Cassandra Spark Bulk Reader

The open-source repository for the Cassandra Spark Bulk Reader. This library allows integration between Cassandra and Spark job, allowing users to run arbitrary Spark jobs against a Cassandra cluster securely and consistently.

This project contains the necessary open-source implementations to connect to a Cassandra cluster and read the data into Spark.
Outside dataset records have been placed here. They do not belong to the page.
PR #355, opened 2023-10-18
Refactor CI

antoyo:


.github/workflows/failures.yml
```diff
@@ -0,0 +1,120 @@
...
+    steps:
+    - uses: actions/checkout@v3
+
+    - uses: actions/checkout@v3
+      with:
+        repository: llvm/llvm-project
+        path: llvm
+
+    - name: Install packages
+      # `llvm-14-tools` is needed to install the `FileCheck` binary which is used for asm tests.
```
antoyo, line 34: This package is probably not needed here.

.github/workflows/release.yml
```diff
@@ -19,8 +19,10 @@ jobs:
       fail-fast: false
       matrix:
         commands: [
-          "--test-successful-rustc --nb-parts 2 --current-part 0",
-          "--test-successful-rustc --nb-parts 2 --current-part 1",
+          "--test-successful-rustc --nb-parts 4 --current-part 0",
+          "--test-successful-rustc --nb-parts 4 --current-part 1",
+          "--test-successful-rustc --nb-parts 4 --current-part 2",
+          "--test-successful-rustc --nb-parts 4 --current-part 3",
```
antoyo, line 25: Try with more parts as this still seems much slower than the tests without LTO.

PR #374, opened 2023-10-27
Do not emit .eh_frame section if using -Cpanic=abort

antoyo:


bjorn3:
`.eh_frame` is necessary once exceptions reaching into panic=abort rust code starts to abort the program rather than being UB.

antoyo:
@bjorn3: This is necessary for Rust for Linux.
How do you suggest we handle this?

bjorn3:
It may be that this change is fine and once unwinding into `panic=abort` rust code will abort the presence of the landingpad will cause `.eh_frame` to be emitted by both cg_llvm and cg_gcc. When that happens whatever solution is chosen for cg_llvm may work for cg_gcc too.

build_sysroot/build_sysroot.sh
```diff
@@ -27,4 +27,10 @@ fi
 
 # Copy files to sysroot
 mkdir -p sysroot/lib/rustlib/$TARGET_TRIPLE/lib/
+# TODO: copy src if asked by the user.
```
antoyo, line 30: Don't forget this.

antoyo:
@bjorn3: Do you think this should instead be set/unset depending on the value of `-Cforce-unwind-tables`?

PR #377, opened 2023-11-05
Feature/comment section

antoyo:


src/lib.rs
```diff
@@ -244,17 +245,29 @@ impl CodegenBackend for GccCodegenBackend {
...
 }
 
+fn new_context<'gcc, 'tcx>(tcx: &TyCtxt<'tcx>) -> Context<'gcc> {
+    let context = Context::default();
+    if tcx.sess.target.arch == "x86" || tcx.sess.target.arch == "x86_64" {
+        context.add_command_line_option("-masm=intel");
+    }
+    let version = Version::get();
+    let version = format!("{}.{}.{}", version.major, version.minor, version.patch);
+    context.set_output_ident(&format!("rustc version {} with libgccjit {}",
```
bjorn3, line 255: This is what cg_clif uses: https://github.com/rust-lang/rustc_codegen_cranelift/blob/ef3703694ff6b19d38aff83477bb2ad38f5a58d8/src/debuginfo/mod.rs#L22-L26 This includes the full `rustc -V` string including commit and date, not just the version number (which is identical for all nightlies released over the course of 6 weeks)

Issue #544, opened 2015-07-28
MajorMinorPatchTag - AssemblyVersion vs AssemblyFileVersion


veccie:
I don't know if this is a bug or how it's suppose to be, so this is maybe more a question about the logic and thought behind MajorMinorPatchTag.

When using the MajorMinorPatchTag scheme the applied assembly versions look like this:

```
[assembly: AssemblyVersion("0.4.0.12")]
[assembly: AssemblyFileVersion("0.4.0.0")]
[assembly: AssemblyInformationalVersion("0.4.0-alpha.12+Branch...")]
```

The AssemblyVersion has number of commits(which is correct) but AssemblyFileVersion doesn't. When I look in the code I can see that AssemblyVersion is set according to the scheme(via AssemblySemVer). AssemblyFileVersion however is always set to MajorMinorPatch + ".0", which means that the MajorMinorPatchTag scheme actually is ignored?

Why isn't AssemblyFileVersion set to AssemblySemVer also? Does it course problems elsewhere?

The AssemblyVersion is hidden from file properties, so it can be confusing to see 0.4.0.0 when deep down it's actually 0.4.0.12. I know that AssemblyInformationalVersion for example shows 0.4.0-alpha.12+Branch... but that doesn't necessarily tell me the truth about the AssemblyVersion, unless MajorMinorPatch scheme is used.

If these version numbers really are suppose to be different then shouldn't it be the other way around, if you consider what the CLR cares about: AssemblyVersion?

```
[assembly: AssemblyVersion("0.4.0.0")]
[assembly: AssemblyFileVersion("0.4.0.12")]
```

In any case, I think both version properties should be set to the same version: 0.4.0.12 when using the MajorMinorPatchTag scheme. In fact couldn't they always be set to the same version?

JakeGinnivan:
Is this in the Task or the exe?

veccie:
Both:

Exe:
https://github.com/GitTools/GitVersion/blob/master/src/GitVersionExe/AssemblyInfoFileUpdate.cs#L38

Task:
https://github.com/GitTools/GitVersion/blob/master/src/GitVersionTask/AssemblyInfoBuilder/AssemblyInfoBuilder.cs#L42

JakeGinnivan:
@SimonCropp I think both should listen to the config?

JakeGinnivan:
@veccie feel free to submit a PR for this, I agree. We should respect that setting.

cjam:
Hey Guys, 

[...]

PR #1130, opened 2017-01-06
Created new configuration-option assembly-file-versioning-scheme:

jensbrand:
Created new configuration-option assembly-file-versioning-scheme: It has the same possible options as assembly-versioning-scheme and it is used for generating the AssamblyFileVersion just in the same matter as the AssemblyVersion.
Since the AssemblyVersion is used for referencing and AssemblyLoading and AssemblyFileVersion is just a representation of the version / build of the assembly, we can now configure both independent.
Default setting is MajorMinorPatch for both options.

This change is discussed in issue: #544


JakeGinnivan:
Looks good, two small comments.

1. None of the tests actually verify MajorMinorPatchTag, could you change an existing test or just add a new one
2. It would be great to replace the tabs with spaces to be consistent. We probably should have http://editorconfig.org/ configured to prevent this issue (feel free to add)

jensbrand:
I've done the requested changes. One additional test checks the configuration-option (ConfigProviderTests.CanUpdateAssemblyFileVersioningScheme()) and another test checks the result of the possible settings of AssemblyFileVersioningScheme (AssemblyFileVersionTests.ValidateAssemblyFileVersionBuilder()).

JakeGinnivan:
All merged @jensbrand, thanks. Sorry it took so long

PR #1147, opened 2017-01-27
Fix typo in gitflow-examples

rasa:


gep13:
@rasa thanks for fixing that!

PR #1149, opened 2017-02-01
Preserve existing file encoding if it can be easily determined otherwise use UTF8 with BOM.

### LINKED ISSUE #1074: UpdateAssemblyInfo strips byte order mark
The AssemblyInfo files get overwritten using `File.WriteAllText(file, fileContents)` which writes in UTF8 without a byte-order mark. All of my source files include the BOM to comply with default StyleCop rules and this strips it out causing the files to get flagged.

The simple fix for me would be to use the WriteAllText overload that takes an encoding and to pass in Encoding.UTF8, but then people that specifically don't want byte order marks would get them. The encoding of the existing file could be detected and re-used to write the new contents of the file, but based on my initial research into that it is a bit tricky to get right and may be overkill for this. Perhaps a configuration setting to set the encoding to use?

I can make the change and submit a PR but wanted to get opinions before deciding which way to go.

kll:
This fixes #1074 and will no longer strip the BOM or change the encoding when a file has a BOM. It does not handle cases where a BOM was not included or the existing encoding was not Unicode based. In those cases the files will be written using UTF8 with BOM as that is the most common and complies with [StyleCop SA1412](https://github.com/DotNetAnalyzers/StyleCopAnalyzers/blob/master/documentation/SA1412.md)

### DIFF
--- a/src/GitVersionCore.Tests/GitVersionCore.Tests.csproj
+++ b/src/GitVersionCore.Tests/GitVersionCore.Tests.csproj
@@ -125,6 +125,7 @@
     <Compile Include="ConfigProviderTests.cs" />
     <Compile Include="GitVersionContextTests.cs" />
     <Compile Include="Helpers\DirectoryHelper.cs" />
+    <Compile Include="IntegrationTests\FileSystemTests.cs" />
     <Compile Include="IntegrationTests\MainlineDevelopmentMode.cs" />
     <Compile Include="LogMessages.cs" />
     <Compile Include="Mocks\MockThreadSleep.cs" />
--- a/src/GitVersionCore.Tests/IntegrationTests/FileSystemTests.cs
+++ b/src/GitVersionCore.Tests/IntegrationTests/FileSystemTests.cs
@@ -1,0 +1,68 @@
+﻿using System.IO;
+using System.Text;
+
+using GitVersion.Helpers;
+
+using NUnit.Framework;
+
+using Shouldly;
+
+[TestFixture]
+public class FileSystemTests
+{
+    public string TempFilePath { get; set; }
+
+    [SetUp]
+    public void CreateTempFile()
+    {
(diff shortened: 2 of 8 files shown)


kll:
At the moment it looks like the travis-ci MacOS queue is having some [issues](https://www.traviscistatus.com/).

kll:
Yesterday when I submitted the PR the appveyor build passed but the travis-ci build failed due to their MacOS queue issues. Today I nudged the PR to cause a rebuild since travis-ci was back to normal but this time the inverse happened and appveyor failed while travis-ci passed. No code changed and looking at the log everything built and it shows 431 tests passed, 0 failed, 0 warnings, 0 inconclusive, 0 skipped. It just looks like NUnit3 crashed.

asbjornu:
Seems like the problem is this:

```
Error : C:\projects\gitversion\src\GitVersionTask.Tests\bin\Release\GitVersionTask.Tests.dll
Object reference not set to an instance of an object.
   at System.Collections.Generic.Dictionary`2.Insert(TKey key, TValue value, Boolean add)
   at NUnit.Engine.Services.TestAgency.LaunchAgentProcess(TestPackage package)
   at NUnit.Engine.Services.TestAgency.CreateRemoteAgent(TestPackage package, Int32 waitTime)
   at NUnit.Engine.Runners.ProcessRunner.CreateAgentAndRunner()
   at NUnit.Engine.Runners.ProcessRunner.RunTests(ITestEventListener listener, TestFilter filter)
```

Perhaps upgrading NUnit can help?

kll:
I don't know, maybe it will, but why did it run and pass the day before? It also runs and passes fine when I run the build locally. I suspect something transient on the appveyor server and if it was just run again it would probably pass.

asbjornu:
@kll: Ok, I've restarted the build. Let's see how it goes.

PR #1163, opened 2017-02-23
GitVersionTask should use .git relative to project directory

### LINKED ISSUE #1162: GitVersionTask uses .git relative to SolutionDir
The targets and coding for GitVersionTask seem to use the .git repository relative to the SolutionDir instead of the project folder. This has started to cause versioning issues for projects in sub repositories. I am not sure when this change occurred but it used to not be this way. Ideally it should use the .git repository closest to the project being built and only fall back to the solution repository via option (i.e. when explicitly wanted.)

For now I worked around this by manually editing the targets file to use MSBuildProjectDirectory instead of SolutionDir.

mrswain:
This should fix the issue with GitVersionTask using the solution
directory .git folder instead of a project level .git folder, this is
more in line with how the command line works. It also adds property
support so the current use of the solution dir can be used or another
location can be specified. Also adds the ability to define a project
level or solution level import for global configuration.

Fixes #1162.

### DIFF
--- a/src/GitVersionTask/NugetAssets/build/GitVersionTask.targets
+++ b/src/GitVersionTask/NugetAssets/build/GitVersionTask.targets
@@ -1,7 +1,14 @@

For example usage, see the example repository; sample steps:

import org.apache.cassandra.spark.sparksql.CassandraDataSource
import org.apache.spark.sql.SparkSession

val sparkSession = SparkSession.builder.getOrCreate()
val df = sparkSession.read.format("org.apache.cassandra.spark.sparksql.CassandraDataSource")
                          .option("sidecar_instances", "localhost,localhost2,localhost3")
                          .option("keyspace", "sbr_tests")
                          .option("table", "basic_test")
                          .option("DC", "datacenter1")
                          .option("createSnapshot", true)
                          .option("numCores", 4)
                          .load()

Cassandra Spark Bulk Writer

The Cassandra Spark Bulk Writer allows for high-speed data ingest to Cassandra clusters running Cassandra 3.0 and 4.0.

Developers interested in contributing to the Analytics library, please see the DEV-README.

Getting Started

For example usage, see the example repository. This example covers both setting up Cassandra 4.0, Apache Sidecar, and running a Spark Bulk Reader and Spark Bulk Writer job.